[Collected data entries]
Issue #14755, opened 2025-03-30
[4.1.0.3] Wrong total on cart page


mhcwebdesign:
**What version of OpenCart are you reporting this for?**
4.1.0.3

**Describe the bug**
The en-gb?route=checkout/cart calculates a wrong total.

**To Reproduce**
1. Install OpenCart 4.1.0.3
2. Add the  'HTC Touch HD' to the shopping cart with a quantity of 2
3. Display the en-gb?route=checkout/cart page
4. It shows a total of 244 instead of the expected 242

**Expected behavior**
The total should be 242. The Eco Tax is always supposed to be a fixed amount of $2.00, it's not a percentage and is not supposed to be multiplied by the product quantity.

Suggested fix for **system/library/cart.php**, function **getTaxes**:
```
	public function getTaxes(): array {
		$tax_data = [];

		foreach ($this->getProducts() as $product) {
			if ($product['tax_class_id']) {
				$tax_rates = $this->tax->getRates($product['price'], $product['tax_class_id']);

				foreach ($tax_rates as $tax_rate) {
					if (!isset($tax_data[$tax_rate['tax_rate_id']])) {
						$tax_data[$tax_rate['tax_rate_id']] = ($tax_rate['amount'] * (($tax_rate['type']=='P') ? $product['quantity'] : 1));
					} else {
						$tax_data[$tax_rate['tax_rate_id']] += ($tax_rate['amount'] * (($tax_rate['type']=='P') ? $product['quantity'] : 1));
					}
				}
			}
		}

		return $tax_data;
	}
```

**Screenshots / Screen recordings**

![Image](https://github.com/user-attachments/assets/35d2d0f7-56d2-4ec9-a8a9-7bc9de0041c4)

**Server / Test environment (please complete the following information):**
 - Local development
 - Operating system: Linux Mint
 - PHP version: 8.4.4
 - Apache version: Apache/2.4.41 (Ubuntu) 
 - Browser(s) tested with: FireFox 136.0.4 (64-bit)

mhcwebdesign:
@Nathan-DC 
It still shouldn't list 2 different totals, they should be the same.

osworx:
> This may differ per country

When (I really don't know, we here have such not), then how will you currently define that???
But at the end, a final price is a final price ..

Nathan-DC:
[...]

PR #14759, opened 2025-03-31
Update cart.php

mhcwebdesign:
checkout/cart totals for fixed taxes (e.g. Eco Tax) need to be on a per product item basis, otherwise the checkout cart page lists wrong item totals.


mhcwebdesign:
See also https://github.com/opencart/opencart/issues/14755 for more details on this issue.

PR #14763, opened 2025-04-01
Enhanced Upgrade & Rollback System + Prevent Accidental Navigation

milsaware:
### What's Changed  

- Checks GitHub for the latest release and notifies the client if an update is available.  
- Displays rollback availability if applicable.  
- Formats the changelog using `formatMarkdown`.  

#### Update Process:  
1. Backs up files  
2. Backs up database  
3. Creates a database tables list  
4. Compresses backup  
5. Removes backup files  
6. Downloads update  
7. Unpacks update  
8. Installs update  
9. Removes install folder  
10. Clears cache  
11. Refreshes the page  

#### Rollback Process:  
1. Unzips backup file  
2. Rolls back database  
3. Removes database tables not part of the rolled-back version  
4. Replaces files  
5. Clears restore files from the backup folder  
6. Clears cache  
7. Refreshes the page  

### Additional Changes:  
- Included `ca.cert` for cURL commands to maintain SSL verification. 
- Implemented a window event to prevent accidental navigation during update or rollback.  
- Replaced update confirmation alert with a modal for better user experience.  

Tested rollback and update between `4.1.0.0` & `4.1.0.3` successfully. Note: Since those versions don’t contain the updated files, they were manually restored in Notepad++ during testing.


danielkerr:
looks intreasting. im guessing u need this for ur own clients.

milsaware:
I was working on a module and after a short while, I realised I was 3 releases behind (I was on 4.1.0.0, opencart was already up to 4.1.0.3). The current update process is laborious to say the least and rolling back is a bit more difficult because often there will be database changes. This way, I can now just go to the upgrade section, it'll show whether or not a new opencart version is released through Github and it takes care of the backing up, downloading and installing and if there are errors, it will just as easily roll back the system. I think it'll be useful for all devs and shop owners

TheCartpenter:
The variable conventional name structrures, ```let``` and the French street text might need a bit of revision in the meantime.

milsaware:
@TheCartpenter - sorry, none of that made any sense. Could you just give the examples of what you think needs changing, please

PR #14778, opened 2025-04-04
cache delete/unlink prevent error on file not found

hayden-t:
due to simultaneous running requests file found for deletion can be gone by time code gets to delete it, so wrapped in try, since @ suppression not coded for in error reporting.

https://github.com/opencart/opencart/pull/14096

### DIFF
--- a/upload/system/library/cache/file.php
+++ b/upload/system/library/cache/file.php
@@ -80,7 +80,7 @@ class File {
 					if (!@unlink($file)) {
 						clearstatcache(false, $file);
 					}
-				}catch(\Exception $e){}
+				}catch(\Throwable $e){}
 			}
 		}
 	}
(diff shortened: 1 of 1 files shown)


ADDCreative:
Just tested and it doesn't work unfortunately. unlink doesn't generate an exemption that can be caught, only an error.

hayden-t:
Ah yes, its not an exception, but a warning. Ive changed the code, can you test again. thanks !

hayden-t:
Ive catched warnings before, but maybe with custom error handler it still gets fired like the @ suppression, thanks for feedback, will have to check it myself. But your method did work ?

danielkerr:
i'm moving away from this type of caching to generated json files within the view/data folder will take over.

hayden-t:
ok, thanks Daniel, ill close it then.

hayden-t:
i tested it, and warning is not a  throwable so modification would have to be done to the error handler or this ? https://github.com/opencart/opencart/pull/14778#issuecomment-2779900441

#### THE TASK:
Retype exactly the lines of the data above that fall between the line with "the following information):**" and the line with "See also https://github.com/opencart/opencart/issues/14755", inclusive, and add nothing.

#### RESPONSE TO THIS TASK:
**Server / Test environment (please complete the following information):**
 - Local development
 - Operating system: Linux Mint
 - PHP version: 8.4.4
 - Apache version: Apache/2.4.41 (Ubuntu) 
 - Browser(s) tested with: FireFox 136.0.4 (64-bit)

mhcwebdesign:
@Nathan-DC 
It still shouldn't list 2 different totals, they should be the same.

osworx:
> This may differ per country

When (I really don't know, we here have such not), then how will you currently define that???
But at the end, a final price is a final price ..

Nathan-DC:
[...]

PR #14759, opened 2025-03-31
Update cart.php

mhcwebdesign:
checkout/cart totals for fixed taxes (e.g. Eco Tax) need to be on a per product item basis, otherwise the checkout cart page lists wrong item totals.


mhcwebdesign:
See also https://github.com/opencart/opencart/issues/14755 for more details on this issue.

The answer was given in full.